Monday, October 31, 2005

Of crackers and compensation

The labs are irritated with me today.

We had a minor disagreement this morning, on the subject of the number of chew sticks they should be allowed to eat in a day. The usual, negotiated, limit is one a day. It goes up to two each on days of high stress (e.g. when I’m late getting back from work, when I want to go out in the evening, when the rain cuts short their walk, or when the Talking Lift has been particularly voluble). But more than two, it is now well acknowledged, is a road straight to hell in the guise of violently upset stomachs. Years of bitter experiences laced with spoonfuls of Dependal-M have eventually settled down to a more or less amicable agreement to adhere to the rule of two.

It was Boogie who led the assault this morning, with the argument that their particularly mature handling of the crackers this year called for a reward of some sort. It wasn’t just Diwali they were coping with, she reasoned, it was also multiple other irritants that have recently been introduced into our lives.

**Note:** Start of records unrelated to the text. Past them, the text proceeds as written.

PR #1198, opened 2022-04-30
Use EIP155 for all signers with empty transaction `chain_id`

### LINKED ISSUE #1189: Ledger sign_tx can not work anymore. always show LedgerError(BadRetcode(BadKeyHandle))
**Version**
ethers-signers = { version = "0.6.2", features = ["ledger"]}
ethers-core = "^0.6"

`cargo tree | grep ethers`
├── ethers-core v0.6.3
├── ethers-signers v0.6.2
│   ├── ethers-core v0.6.3 (*)

**Platform**
Darwin molindeMacBook-Pro-2.local 21.1.0 Darwin Kernel Version 21.1.0: Wed Oct 13 17:33:01 PDT 2021; root:xnu-8019.41.5~1/RELEASE_ARM64_T6000 arm64

**Description**
Ledger sign_tx can not work anymore. always show LedgerError(BadRetcode(BadKeyHandle))

I tried this code:

```
pub async fn signs_ledger() -> Result<(),()> {
  let ledger = Ledger::new(HDPath::LedgerLive(0), 1).await;
  match ledger {
    Ok(wallet) => {
      println!("Ledger: {:?}", wallet);

      let data = hex::decode("095ea7b30000000000000000000000007a250d5630b4cf539739df2c5dacb4c659f2488dffffffffffffffffffffffffffffffffffffffffffffffffffffffffffffffff").unwrap();

      let tx_req = TransactionRequest::new()
        .to("0x2ed7afa17473e17ac59908f088b4371d28585476".parse::<Address>().unwrap())
        .gas(1000000)
        .gas_price(400e9 as u64)
        .nonce(5)
        .data(data)
        .value(ethers_core::utils::parse_ether(100).unwrap())
        .into();
      
      println!("tx_req {:?}", tx_req);
      
      let tx = wallet.sign_tx(&tx_req).await;
      match tx {
        Ok(tx_ret) => println!("txRet {:?}", tx_ret),
        Err(e) => println!("Err {:?}", e),
      }
    },
    Err(e) => {
      println!("ERROR {:?}", e.to_string());
    }
  }
  
  Ok(())
}
```

I expected to see this happen: 

```
Ledger: LedgerEthereum { transport: Mutex { is_locked: false, has_waiters: false }, derivation: LedgerLive(0), chain_id: 1, address: 0x0242e3f6ced3817bd4cbc80b66f59bf2970c157c }
tx_req Legacy(TransactionRequest { from: None, to: Some(Address(0x2ed7afa17473e17ac59908f088b4371d28585476)), gas: Some(1000000), gas_price: Some(400000000000), value: Some(100000000000000000000), data: Some(Bytes(b"\t^\xa7\xb3\0\0\0\0\0\0\0\0\0\0\0\0z%\rV0\xb4\xcfS\x979\xdf,]\xac\xb4\xc6Y\xf2H\x8d\xff\xff\xff\xff\xff\xff\xff\xff\xff\xff\xff\xff\xff\xff\xff\xff\xff\xff\xff\xff\xff\xff\xff\xff\xff\xff\xff\xff\xff\xff\xff\xff")), nonce: Some(5) })
Err LedgerError(BadRetcode(BadKeyHandle))
```

Instead, this happened: LedgerError(BadRetcode(BadKeyHandle))

Rjected:
## Motivation

In #805, `chain_id` was removed from the `sighash` method for `TypedTransaction`. This causes issues like #1189, since transactions with an empty `chain_id` would have an incorrect rlp, sighash, and signature. In case the `chain_id` contained in the transaction is `None`, the signer should use its own `chain_id`.

## Solution

 * All signers will now prefer the transaction `chain_id`, using the signer `chain_id` only if the transaction `chain_id` is `None`.
 * Remove `InvalidTransactionError` in the private key wallet - this would need to be re-introduced if we want to enforce that transactions have a `chain_id` consistent with signers.
 * Refactor the AWS signer's `sign_digest_with_eip155` to include a `chain_id` parameter, rather than using the signer's `chain_id` every time. This way, transactions which specify a `chain_id` will have a correct `v`.
 * Refactor the wallet's `sign_hash` method to just sign hashes, moving eip155 `v` normalization to `sign_transaction_sync`.
 * Add a test for signing a transaction with an empty `chain_id` using a local wallet.

I've tested this locally with `chain_id: 1337` and a ledger, against a local wallet with the same private key. While the ledger _does_ receive the correct `chain_id` (I can see it on the screen), the `v` value of the returned signature is incorrect. The `r` and `s` values of the signature are identical to the signature produced from the local wallet.

Test results for different chains:
 * With `chain_id: 1337`, ledger returns `v: 150`. This is not the correct `v` value, for this message it should be `2710`.
 * With `chain_id: 109`, ledger returns `v: 253`. This is correct.
 * With `chain_id: 110`, ledger returns `v: 0`. This is clearly wrong - for this message it should be `256`.
 * With `chain_id: 111`, ledger returns `v: 2`. This is also wrong, but it seems like it's just an overflow, so we might be able to fix this `v` values.

I think this is because we only have [one byte](https://github.com/gakonst/ethers-rs/blob/81e7fea14b4f9bc4c531856f8cb7cd31a5248918/ethers-signers/src/ledger/app.rs#L194) for the resulting `v` value.
Is there any way for ledger to return a `v` that is over one byte in size? If not, we would have to fix the signature `v` value if the `chain_id > 110`.

Fixes #1189 

## PR Checklist

- [x] Added Tests
- [ ] Added Documentation
- [ ] Updated the changelog

### DIFF
--- a/ethers-signers/src/aws/mod.rs
+++ b/ethers-signers/src/aws/mod.rs
@@ -203,15 +203,19 @@ impl<'a> AwsSigner<'a> {
     }
 
     /// Sign a digest with this signer's key and add the eip155 `v` value
-    /// corresponding to this signer's chain_id
+    /// corresponding to the input chain_id
     #[instrument(err, skip(digest), fields(digest = %hex::encode(&digest)))]
-    async fn sign_digest_with_eip155(&self, digest: H256) -> Result<EthSig, AwsSignerError> {
+    async fn sign_digest_with_eip155(
+        &self,
+        digest: H256,
+        chain_id: u64,
+    ) -> Result<EthSig, AwsSignerError> {
         let sig = self.sign_digest(digest.into()).await?;
 
         let sig = utils::rsig_from_digest_bytes_trial_recovery(&sig, digest.into(), &self.pubkey);
 
         let mut sig = rsig_to_ethsig(&sig);
-        apply_eip155(&mut sig, self.chain_id);
+        apply_eip155(&mut sig, chain_id);
         Ok(sig)
     }
 }
@@ -230,13 +234,17 @@ impl<'a> super::Signer for AwsSigner<'a> {
         trace!("{:?}", message_hash);
         trace!("{:?}", message);
 
-        self.sign_digest_with_eip155(message_hash).await
+        self.sign_digest_with_eip155(message_hash, self.chain_id).await
     }
 
     #[instrument(err)]
     async fn sign_transaction(&self, tx: &TypedTransaction) -> Result<EthSig, Self::Error> {
+        let mut tx_with_chain = tx.clone();
+        let chain_id = tx_with_chain.chain_id().map(|id| id.as_u64()).unwrap_or(self.chain_id);
+        tx_with_chain.set_chain_id(chain_id);
+
         let sighash = tx.sighash();
-        self.sign_digest_with_eip155(sighash).await
+        self.sign_digest_with_eip155(sighash, chain_id).await
     }
 
     async fn sign_typed_data<T: Eip712 + Send + Sync>(
@@ -245,7 +253,7 @@ impl<'a> super::Signer for AwsSigner<'a> {
     ) -> Result<EthSig, Self::Error> {
         let hash = payload.encode_eip712().map_err(|e| Self::Error::Eip712Error(e.to_string()))?;
 
-        let digest = self.sign_digest_with_eip155(hash.into()).await?;
+        let digest = self.sign_digest_with_eip155(hash.into(), self.chain_id).await?;
 
         Ok(digest)
     }
--- a/ethers-signers/src/ledger/mod.rs
+++ b/ethers-signers/src/ledger/mod.rs
@@ -25,6 +25,11 @@ impl Signer for LedgerEthereum {
 
     /// Signs the transaction
     async fn sign_transaction(&self, message: &TypedTransaction) -> Result<Signature, Self::Error> {
+        let mut tx_with_chain = message.clone();
+        if tx_with_chain.chain_id() == None {
+            // in the case we don't have a chain_id, let's use the signer chain id instead
+            tx_with_chain.set_chain_id(self.chain_id);
+        }
         self.sign_tx(message).await
     }
 
--- a/ethers-signers/src/ledger/mod.rs
+++ b/ethers-signers/src/ledger/mod.rs
@@ -30,7 +30,7 @@ impl Signer for LedgerEthereum {
             // in the case we don't have a chain_id, let's use the signer chain id instead
             tx_with_chain.set_chain_id(self.chain_id);
         }
-        self.sign_tx(message).await
+        self.sign_tx(tx_with_chain).await
     }
 
     /// Signs a EIP712 derived struct
--- a/ethers-signers/src/ledger/mod.rs
+++ b/ethers-signers/src/ledger/mod.rs
@@ -26,7 +26,7 @@ impl Signer for LedgerEthereum {
     /// Signs the transaction
     async fn sign_transaction(&self, message: &TypedTransaction) -> Result<Signature, Self::Error> {
         let mut tx_with_chain = message.clone();
-        if tx_with_chain.chain_id() == None {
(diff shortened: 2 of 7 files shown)


mattsse:
> I think this is because we only have [one byte](https://github.com/gakonst/ethers-rs/blob/81e7fea14b4f9bc4c531856f8cb7cd31a5248918/ethers-signers/src/ledger/app.rs#L194) for the resulting v value.

This is correct, the ledger signer sends the  `SIGN_ETH_EIP_712 = 0x0C` command which signs the message following the EIP 712 spec and the v identifier is always 1 byte.

ethers-signers/src/ledger/mod.rs
```diff
@@ -25,6 +25,11 @@ impl Signer for LedgerEthereum {
 
     /// Signs the transaction
     async fn sign_transaction(&self, message: &TypedTransaction) -> Result<Signature, Self::Error> {
+        let mut tx_with_chain = message.clone();
```
mattsse, line 28: is this value even used?
because we're still using `message`: `self.sign_tx(message).await`

ethers-signers/src/trezor/mod.rs
```diff
@@ -25,7 +25,12 @@ impl Signer for TrezorEthereum {
 
     /// Signs the transaction
     async fn sign_transaction(&self, message: &TypedTransaction) -> Result<Signature, Self::Error> {
-        self.sign_tx(message).await
+        let mut tx_with_chain = message.clone();
+        if tx_with_chain.chain_id() == None {
```
mattsse, line 29:
```suggestion
        if tx_with_chain.chain_id().is_none() {
```

Also looks like the clone is only necessary if no chain id is set, so we can move the clone in the if branch instead and execute `sign_tx` in both branches but with different messages.
Same goes for the other calls

mattsse (approved):
thanks so much,
some nits re style :)

ntchjb:
Hi. For the issue on signature's `v` value. I have found the solution used by Ledger's JavaScript library that after got `v` value from Ledger, it is further modified to follow EIP-155 as shown here https://github.com/LedgerHQ/ledgerjs/blob/e78aac4327e78301b82ba58d63a72476ecb842fc/packages/hw-app-eth/src/Eth.ts#L298-L314.

Therefore, I propose a solution with this PR: #1204. Hope this helps 👍 .

ethers-signers/src/aws/mod.rs
```diff
@@ -230,13 +234,17 @@ impl<'a> super::Signer for AwsSigner<'a> {
...
         trace!("{:?}", message);
 
-        self.sign_digest_with_eip155(message_hash).await
+        self.sign_digest_with_eip155(message_hash, self.chain_id).await
     }
 
     #[instrument(err)]
     async fn sign_transaction(&self, tx: &TypedTransaction) -> Result<EthSig, Self::Error> {
+        let mut tx_with_chain = tx.clone();
+        let chain_id = tx_with_chain.chain_id().map(|id| id.as_u64()).unwrap_or(self.chain_id);
```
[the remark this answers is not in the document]
gakonst: unwrap_or seems fine here?

ethers-signers/src/ledger/mod.rs
```diff
@@ -25,6 +25,11 @@ impl Signer for LedgerEthereum {
...
+        if tx_with_chain.chain_id() == None {
+            // in the case we don't have a chain_id, let's use the signer chain id instead
+            tx_with_chain.set_chain_id(self.chain_id);
+        }
         self.sign_tx(message).await
```
gakonst, line 33:
```suggestion
        self.sign_tx(tx_with_chain).await
```

ethers-signers/src/trezor/mod.rs
gakonst: in the interest of fixing this bug asap, and given people don't really sign multiple txs in a row for this to be a perf issue, let's do the clone stuff as a follow up PR if necessary

gakonst (approved):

The Talking Lift, for example, is something that no self-respecting dog should be expected to adapt to at this late stage in life. Anything with a nasal robotic voice that belts out instructions to please-close-the-door every few minutes must be regarded with deep suspicion. As technology goes, this is definitely one of the world’s sorrier ideas. Mercifully, we don’t have to get into the blasted thing because we live on the ground floor. Even so, that voice is a particularly penetrating one and tries one’s patience. Besides, why don’t people listen to it and just close the silly door, Gypsy would like to know. Why must the door be left open to whine at us through the afternoon?

Then there is the Singing Doorbell. Now, nothing wrong in principle with a doorbell that sings, as long as you know that’s what it does. A dog likes to know what’s what – order and predictability are vital, according to Boogie – and if you’ve been brought up to expect doorbells to ring you can’t suddenly find them singing. And a different song each time, too. Leaves no room at all for the conditioned response to develop. Embarrassing for a dog to not realize the bell has rung (or sung, in this case) and not be the first one at the door.

And finally, the biggest outrage of all is that yappy Lhasa Apso upstairs. Never before has another dog lived in the same building as us. And not only does he have a strategic advantage, being on the top floor, says Gypsy indignantly, he is also smaller and furrier and therefore more popular with the younger kids. The only consolation in this sorry state of affairs is that he has to ride in the Talking Lift thrice a day.

Hmmm. It is obvious where this is leading, and I must admit I'm impressed by the force of the argument. They actually have me feeling vaguely guilty, the wily things. The subject of chew sticks has however remained non-negotiable so far. We’re sulking in our respective corners, neither side willing to yield an inch.

And they’ve been behaving perfectly today. No paw marks on the futon. No ball thrown under the bed for me to retrieve. No barking contest with Lhasa upstairs. No arguments with the Talking Lift. Damn.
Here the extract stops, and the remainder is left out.